Не знаю, есть ли поэма о сибирской яблоне-дичке? Я бы написал. В мае яблоневые ряды тянутся вдоль дорог белоснежными заносами, вздымаются клубами облачной пены, словно земля празднует своё пробуждение. А лесные чащи яблонька превращает в сказочные сады. Воздушные, с розовым оттенком, венчики висят среди молодой зелени кружевным узором – так густо они покрывают ветви и испускают едва уловимый аромат. Проходит 2 – 3 дня, и лепестки осыпаются, видение исчезает, яблоня становится обычным деревом. Только до осени. В сентябре-октябре яблоня снова набирает цвет, красный или жёлтый, и радует глаз обилием мелких плодов на длинных черешках. В первое время плоды твёрдые и кисло-вязкие – лучше не пробовать. Однако дерево не обманет. Ближе к зиме, накануне заморозков, яблочки наливаются и расплываются во рту приятной прохладной мякотью – у садовых вкус совсем другой. Можно лакомиться всю зиму, если не опередят птицы. И снова ждёшь с нетерпением весны, той короткой и радостно-грустной поры, когда земля украшается дивным яблоневым цветом.

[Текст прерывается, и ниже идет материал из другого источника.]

PR #5318, opened 2025-12-13
Fix: Drop tools/list from audit log default

cjellick:
Our default API call for audit logs is too big. A big contributor to
this is the tools/list call which gets called a lot and is typically
pertty big. This just drops that callType from the default set of
callTypes we show on the audit log page.


njhale:
May need to fix the user lint before merging

Issue #5314, opened 2025-12-12
MCP servers created by a PUP user get reported as being in the global registry in the `MCP servers` view.


sangee2004:
**Describe the bug**
MCP servers created by a PUP user get reported as being in the global registry in the `MCP servers` view.

**To Reproduce**
1. As a PUP user, create an MCP server.
Notice that these MCP servers get reported as being in global registry in `MCP servers` view for this PUP user.

<img width="964" height="456" alt="Image" src="https://github.com/user-attachments/assets/59925d2d-b0df-4fe2-a2ec-3e70bd0464bd" />

These MCP servers are correctly reported as being in PUP's workspace for owner users.

<img width="896" height="556" alt="Image" src="https://github.com/user-attachments/assets/327a4912-3af5-466e-8a63-d4e9a3a36722" />

**Expected behavior**
MCP servers created by PUP user should get reported as being in  PUP's workspace for PUP users.

cjellick:
@njhale can you validate this one?

njhale:
So it looks like the `Registry` is now reported correctly for PuP users (and Admins, that still works correctly), but the registry pill for PuP users still shows `Global Registry` for single and remote MCP servers (but is correct for multi-user servers created by the PuP user interestingly enough).

Here's the current PuP user view for a remote created and assigned to their default "registry" as of `9aadb90f`:
 
<img width="540" height="157" alt="Image" src="https://github.com/user-attachments/assets/a3f47b8c-ea66-4ff9-8b53-1503ad83c2b8" />

<img width="1166" height="62" alt="Image" src="https://github.com/user-attachments/assets/a05185ed-089a-4efc-9063-a235066d7c3f" />

Going to kick this back to triage.

ivyjeong13:
> So it looks like the `Registry` is now reported correctly for PuP users (and Admins, that still works correctly), but the registry pill for PuP users still shows `Global Registry` for single and remote MCP servers (but is correct for multi-user servers created by the PuP user interestingly enough).
> 
> Here's the current PuP user view for a remote created and assigned to their default "registry" as of `9aadb90f`:
> 
[...]

PR #5327, opened 2025-12-15
fix: user registry pill for basic/pup viewing a registry entry

ivyjeong13:
Addresses follow up on #5314 
* use common util fn `getUserRegistry`
* removes restriction on getting back powerUserWorkspaceID in all-mcps-/entries/{entry_id}

### DIFF
--- a/pkg/api/handlers/mcp.go
+++ b/pkg/api/handlers/mcp.go
@@ -88,13 +88,7 @@ func (m *MCPHandler) GetEntryFromAllSources(req api.Context) error {
 		return types.NewErrForbidden("user is not authorized to access this catalog entry")
 	}
 
-	// Only include powerUserWorkspaceID if it matches the user's workspace
-	var powerUserWorkspaceID string
-	if entry.Spec.PowerUserWorkspaceID == system.GetPowerUserWorkspaceID(req.User.GetUID()) {
-		powerUserWorkspaceID = entry.Spec.PowerUserWorkspaceID
-	}
-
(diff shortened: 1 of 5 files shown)


pkg/api/handlers/mcp.go
```diff
@@ -88,13 +88,7 @@ func (m *MCPHandler) GetEntryFromAllSources(req api.Context) error {
...
 	}
 
-	// Only include powerUserWorkspaceID if it matches the user's workspace
-	var powerUserWorkspaceID string
-	if entry.Spec.PowerUserWorkspaceID == system.GetPowerUserWorkspaceID(req.User.GetUID()) {
-		powerUserWorkspaceID = entry.Spec.PowerUserWorkspaceID
-	}
-
-	return req.Write(ConvertMCPServerCatalogEntryWithWorkspace(entry, powerUserWorkspaceID, ""))
+	return req.Write(ConvertMCPServerCatalogEntryWithWorkspace(entry, entry.Spec.PowerUserWorkspaceID, ""))
```
njhale, line 91: this is the only change I'm wondering may break other things, but other than that LGTM

ivyjeong13: :+1: Thanks Nick! Tagging on @g-linville just to make sure!

g-linville: Yep this looks fine to me

ivyjeong13: Got okay from Grant 🎉

PR #5335, opened 2025-12-16
fix: directly launch remote server when there is no header to configure

ryu-man:
Addresses #4989

- apply a unified experience to show configuration only when there is somthing to configure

В ноябре, по первым морозам, отправился за город. Белое рассеянное солнце клонилось к закату, над полями стояла холодная тишина. Пушистый снежок искрился, и полевая дорога, казалось, была выстлана солнечным песком – так и пылала; если идти без остановки, то непременно выведет к самому светилу. Светло-жёлтая густая трава по обе стороны отливала мягким светом и успокаивала. Ожидал, что буду первый и обновлю зимний путь – куда там! Податливый снег был испещрён на каждом шагу следами птиц и зверей, иногда такими замысловатыми, что я останавливался и гадал: кто же здесь побывал, кто оставил эти узоры? Уж не гномики ли?
Поворачиваю на заброшенные дачи и собираю всеми забытые плоды. Вот яблонька, усыпанная мелкими красными яблочками; до холодов они отдавали кислинкой, а теперь в самый раз. Вот давно примеченное «Уральское наливное», яблоки жёлтые и мягкие как воск, с медовым вкусом. Правда, на ветках уже пусто, но я разгребаю снежок и быстро наполняю пакет. Хороша в эту пору и калина – пунцовые кисти среди оголённых ветвей, а уж черноплодная рябина – одно наслаждение. Долго она отталкивала оскоминой, и вдруг набралась терпкой сладости, размякла и стала желанной. На ходу общипываю сморщенные сухие ягодки сизого цвета – ирга. Их надо старательно разжевать, и нежный сироп напомнит прелести ушедшего лета. Вяленую и удивительно вкусную вишню я обобрал давно и с сожалением посматриваю на вишнёвые заросли.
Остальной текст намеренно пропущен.